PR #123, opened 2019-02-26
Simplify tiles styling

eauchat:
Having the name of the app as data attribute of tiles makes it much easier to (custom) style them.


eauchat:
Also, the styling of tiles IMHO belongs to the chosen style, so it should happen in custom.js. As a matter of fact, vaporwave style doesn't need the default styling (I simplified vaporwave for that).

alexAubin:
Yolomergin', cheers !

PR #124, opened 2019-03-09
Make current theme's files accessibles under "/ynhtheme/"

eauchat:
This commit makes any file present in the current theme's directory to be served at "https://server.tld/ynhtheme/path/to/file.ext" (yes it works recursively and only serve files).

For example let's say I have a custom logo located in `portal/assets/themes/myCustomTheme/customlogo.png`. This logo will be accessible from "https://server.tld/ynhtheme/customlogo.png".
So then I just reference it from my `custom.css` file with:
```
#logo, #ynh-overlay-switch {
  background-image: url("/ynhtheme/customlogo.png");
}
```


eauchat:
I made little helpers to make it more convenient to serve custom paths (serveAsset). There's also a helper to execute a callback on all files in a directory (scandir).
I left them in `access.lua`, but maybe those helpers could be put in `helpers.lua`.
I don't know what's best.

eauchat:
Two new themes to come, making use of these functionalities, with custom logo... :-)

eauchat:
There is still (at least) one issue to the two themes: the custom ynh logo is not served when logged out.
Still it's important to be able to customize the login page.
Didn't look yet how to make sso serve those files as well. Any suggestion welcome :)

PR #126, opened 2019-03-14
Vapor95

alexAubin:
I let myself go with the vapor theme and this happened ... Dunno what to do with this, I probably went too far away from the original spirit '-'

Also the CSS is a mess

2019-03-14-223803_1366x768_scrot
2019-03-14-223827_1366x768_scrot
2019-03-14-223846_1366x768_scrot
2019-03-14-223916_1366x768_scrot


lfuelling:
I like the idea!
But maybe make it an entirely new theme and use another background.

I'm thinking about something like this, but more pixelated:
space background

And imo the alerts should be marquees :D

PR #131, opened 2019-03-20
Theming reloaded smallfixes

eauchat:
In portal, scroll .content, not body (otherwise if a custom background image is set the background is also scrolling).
::::::
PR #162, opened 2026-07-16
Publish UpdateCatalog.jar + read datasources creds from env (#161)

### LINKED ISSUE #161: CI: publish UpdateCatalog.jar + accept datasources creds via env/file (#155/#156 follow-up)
::::::
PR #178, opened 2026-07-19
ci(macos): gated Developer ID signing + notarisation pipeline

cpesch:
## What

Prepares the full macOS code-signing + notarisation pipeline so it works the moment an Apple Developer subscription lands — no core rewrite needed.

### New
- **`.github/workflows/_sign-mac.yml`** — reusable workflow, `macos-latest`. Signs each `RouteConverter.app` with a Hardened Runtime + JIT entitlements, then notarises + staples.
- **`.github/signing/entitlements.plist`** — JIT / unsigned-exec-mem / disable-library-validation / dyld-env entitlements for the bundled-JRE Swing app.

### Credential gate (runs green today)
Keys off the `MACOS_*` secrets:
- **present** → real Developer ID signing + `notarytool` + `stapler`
::::::
DESCRIPTION OF THE TASK >>
Each line above that contains the word "image" should be counted, and only the total given.

OUTPUT FOR THIS TASK >>
2